A 30-second rain. I count nine shades of green, all circled by a cardinal in his flame-colored cap. The daffodils once again stand erect.
Sunrise reddens the western ridge and its whine of traffic. Cardinal song. With my last sip of tea, the sun strikes my face.
Yesterday’s snow glitters between the shadows of trees. To the winter-long harangues of cardinal, titmouse and Carolina wren, add one phoebe.
A leaden sky at sunrise, but an hour later, the sun glimmers through thinning clouds. Cardinal and titmouse song. The smell of bare dirt.
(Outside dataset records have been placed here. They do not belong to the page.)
Issue #6579, opened 2024-05-28
UX for creating a tunnel in Wing Console is confusing and potentially risky


eladb:
### I tried this:

Create a tunnel in Wing Console

### This happened:

* It's very hard to discover this feature (unless you know to click the tiny icon and all that).
* We should get the user to approve that they understand the security implications of a tunnel into their local machine.
* It takes a few seconds to get the tunnel created and the app restarted and there's no clear indication what's happening (perhaps some kind of modal loading window or some other indication that the app is being restarted).

### Community Notes

* Please vote by adding a 👍 reaction to the issue to help us prioritize.
* If you are interested to work on this issue, please leave a comment.

ekeren:
> It takes a few seconds to get the tunnel created and the app restarted and there's no clear indication what's happening (perhaps some kind of modal loading window or some other indication that the app is being restarted).

+100
And plus 1 for the other stuff

boyney123:
Just adding to this, I'm still new to the whole thing, and agree on what's already been said.

Also stopping my wing console with an active tunnel kills the tunnel (expected), when I start the console again the tunnel is back to active. But only a small indication in the UI that this is the case. 

Could this catch people out? Folks that open a tunnel, close the console, and open in the future to have an open tunnel they forgot about? Just a thought...

polamoros:
I'm adding some UI/UX improvements to the endpoints here
https://github.com/winglang/wing/issues/6796

Only missing this part:

> We should get the user to approve that they understand the security implications of a tunnel into their local machine.

skyrpex:
> We should get the user to approve that they understand the security implications of a tunnel into their local machine.

Maybe we could use our local config object to store whether the user approved the use of tunnels or not, so we only show it once.

> It takes a few seconds to get the tunnel created and the app restarted [...]

Not sure if we could also make it faster somehow? Is there room for quick improvements there, @eladcon ?

polamoros:
Regarding the warning, I would show the modal the first time a user exposes an endpoint.

<img width="1512" alt="image" src="https://github.com/winglang/wing/assets/5547636/da3ba828-448a-459c-8545-28c1419f8f1c">

Once the user accepts this modal, we won't show it again (as @skyrpex suggested).

skyrpex:
[...]

PR #6852, opened 2024-07-05
feat(console): notify of potential risks when exposing endpoints

polamoros:
Resolves https://github.com/winglang/wing/issues/6579


apps/wing-console/console/design-system/src/modal.tsx
```diff
@@ -12,6 +12,25 @@ export interface ModalProps {
   children?: ReactNode;
 }
 
+export const ModalFooter = ({ children }: { children: ReactNode }) => {
```
skyrpex, line 15: Try to leave the `ModalProps` interface and the `Modal` component together. I'd move ModalFooter and ModalBody before those.

skyrpex (changes requested):

apps/wing-console/console/ui/src/features/endpoints-pane/endpoint-tree.tsx
```diff
@@ -1,86 +1,125 @@
...
+
+  const endpointsSortedList = useMemo(() => {
+    return (
+      endpointList.data?.sort(
+        (a, b) =>
+          a.exposeStatus.localeCompare(b.exposeStatus) ||
+          a.label.localeCompare(b.label),
+      ) ?? []
+    );
+  }, [endpointList.data]);
```
skyrpex, line 122: Careful here, the `Array.prototype.sort` mutates the array. See https://developer.mozilla.org/en-US/docs/Web/JavaScript/Reference/Global_Objects/Array/sort.

Maybe we should clone before mutating.

```suggestion
  const endpointsSortedList = useMemo(() => {
    return (
      [...endpointList.data ?? []].sort(
        (a, b) =>
          a.exposeStatus.localeCompare(b.exposeStatus) ||
          a.label.localeCompare(b.label),
      )
    );
  }, [endpointList.data]);
```

skyrpex (changes requested):

apps/wing-console/console/ui/src/features/endpoints-pane/endpoint-tree.tsx
polamoros: fixed 👍

skyrpex (approved):

PR #6863, opened 2024-07-08
fix(console): empty space at the start of long log lines

skyrpex:
The commit 2860cad0f6acc523a19f5e66ab871c227382b94b introduced an error where long log lines are visualized with an empty space at the beginning.


polamoros (approved):

skyrpex:
This is the error:

image

PR #6867, opened 2024-07-08
fix(console): some resources are marked as started even though they are stopped

### LINKED ISSUE #6858: Console: some resources are marked as "Started" even though they aren't
```wing
bring cloud;
bring util;
bring sim;

let service1 = new sim.Resource(inflight () => {
  util.sleep(5s);
  throw "Oops";
}) as "Service1";

let service2 = new sim.Resource(inflight () => {
  util.sleep(5s);
  throw "Oops";
}) as "Service2";

```

Notice that `Service1` begins to start, and `Service2` is marked as started until `Service1` finished. Then, `Service2` is marked as starting.

You can use the reload button in the status bar to trigger it again.

https://github.com/winglang/wing/assets/1077520/424bb3f0-8cb9-4b62-8fc7-9bb6d3466a2d

We have to revisit the implementation of `libs/wingsdk/src/simulator/simulator.ts` and `apps/wing-console/console/server/src/router/app.get-hierarchichal-running-state.ts`, which defaults undefined running states to "started".

skyrpex:
This changeset fixes the running state of constructs that don't have any kind of runtime code.

It basically visits all remaining constructs after successfully starting all resources and marks them as started.

Fixes #6858.

### DIFF
--- a/apps/wing-console/console/server/src/router/app.get-hierarchichal-running-state.ts
+++ b/apps/wing-console/console/server/src/router/app.get-hierarchichal-running-state.ts
@@ -20,7 +20,7 @@ export const getHierarchichalRunningState = (
   }
 
   const runningState = (node?.resourceConfig?.attrs?.["runningState"] ??
-    "started") as RunningState;
+    "stopped") as RunningState;
 
   if (node.children?.length > 0) {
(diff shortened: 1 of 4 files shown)


skyrpex:
Will implement in a different way after a discussion with @Chriscbr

The fog slowly lifts, except where it’s been trapped by funnel spider webs. The cardinal’s cheer seems a bit misplaced.
Cardinal joined by a whippoorwill. The white shapes in the yard turn out to be snakeroot.
Sunrise hidden by clouds. Towhee and cardinal’s usual soliloquies. A mosquito sings her need into my ear.
Downpour. An ant abandons its dead caterpillar. An earthworm dangles from a cardinal’s bill.
The brassy singers of open spaces take it in turns: robin, cardinal, towhee. But I am ready for shade and the whispery songs of warblers.
Dawn. A phoebe and a cardinal are singing in the rain. At the woods’ edge, the last patch of snow has shrunk to the size of a hubcap.
Cardinal song from the woods’ edge, but where’s the cardinal? Leaving the porch, I spot him—in a yard tree. I’d been listening to the echo.
The snowstorm over, it’s quiet, except for the wind. A cardinal shelters in a barberry bush, as red as the berries had been.
Seven cardinals—three pairs and a lone male—take turns drinking from the stream, then perch in the lilac’s bare branches, four feet apart.
Cloudy and cold. A cardinal perched in the lilac sings softly, barely opening his beak. The sound of a freight train laboring up the valley.